## Exercise input
PR #2362, opened 2026-06-09
[Fix] Bind statement missing role marker

ppppqp:
## Problem
Fixes a compiler crash that occurs when scalar temporaries are introduced inside a pipelined loop. I ran into it when playing around tilelang puzzle 10-dequantization with the following pattern:
```python
for i, j in T.Parallel(BLOCK_K, BLOCK_N // 2):
    B_low = T.cast(B_local[i, j] & 0x0F, A_dtype) - 8.0
    B_high = T.cast((B_local[i, j] >> 4) & 0x0F, A_dtype) - 8.0
    B_dequantized[i, 2 * j] = B_low
    B_dequantized[i, 2 * j + 1] = B_high
```

Gives me this compile error:
```
  File "/home/Documents/workspace/tilelang/src/cuda/
  transform/multi_version_buffer_rewriter.cc", line 131, in
  tvm::tl::Role tvm::tl::WarpSpecializedRoleMarker_::GetRole(const
  tvm::tirx::StmtNode*) const
      ICHECK(it != map_.end())

  tvm.error.InternalError: Check failed: (it != map_.end()) is
  false:  Cannot find role for stmt: tirx.Bind
```

The root cause is that `B_low = ...` is lowered into `tirx.Bind` statements, but not correctly classified as consumer by `WarpSpecializedRoleMarker_` so that  `GetRole()` later crashes, since it can not find the entry in the map.

## Fix
Marking the bind statement as `Consumer` because it reads value but does not perform producer-side pipeline work.
Also patched a few other nodes that seem reasonable to me (bodyless leaf statement), so that the following does not break inside pipeline

- `T.alloc_buffer`
- `T.decl_buffer`
- `T.Assert`

## Test
Added a minimal reproducable test case that crashes on main, but passes after the patch.

## Summary by CodeRabbit

* **Tests**
  * Added CUDA tests for two bind-style kernels to validate pipelined shared-memory copies and producer-driven shared scalar use.

* **Refactor**
  * More precise classification of multi-versioned shared buffers via enhanced scalar-dependency propagation.
  * Improved producer-consumer movability analysis for safer, more accurate loop-prefix optimizations.


LeiWang1999 (dismissed):
I think this is a reasonable short-term workaround, but semantically `Bind` is not always a consumer. A `Bind` can also appear in a producer stage as an auxiliary scalar definition, for example computing an index or pointer used by a later global-to-shared copy.

The current change works because `Bind` itself does not write the producer buffer, and the later `copy_stage` check can still classify the enclosing statement as producer when there is an actual shared write / TMA load. So treating `Bind` as consumer avoids the missing-role crash without usually breaking producer detection.

Longer term, I think we should introduce a `Neutral` role. Statements like pure scalar `Bind`, `AllocBuffer`, `DeclBuffer`, and some wrappers should not force the enclosing statement to become consumer or both.

Then the aggregation logic can ignore neutral statements and let real buffer accesses decide whether the stage is producer or consumer.

ppppqp:
Thanks for the detailed explanation! Agreed this is not semantically accurate and should be a short term fix.

testing/python/language/test_tilelang_language_let.py
```diff
@@ -36,5 +36,26 @@ def test_bind_kernel():
...
+
+@tilelang.testing.requires_cuda
+def test_producer_bind_kernel():
+    kernel_source = producer_bind_kernel.get_kernel_source()
+    assert "tl::tma_load" in kernel_source
+
+
 if __name__ == "__main__":
-    tilelang.testing.main()
+    # tilelang.testing.main()
```
ppppqp: revert?

LeiWang1999:
@regression-perf

LeiWang1999 (approved):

## Task details
Note each line above that holds "semantically", then copy all of them.

## Result for this task
I think this is a reasonable short-term workaround, but semantically `Bind` is not always a consumer. A `Bind` can also appear in a producer stage as an auxiliary scalar definition, for example computing an index or pointer used by a later global-to-shared copy.
Thanks for the detailed explanation! Agreed this is not semantically accurate and should be a short term fix.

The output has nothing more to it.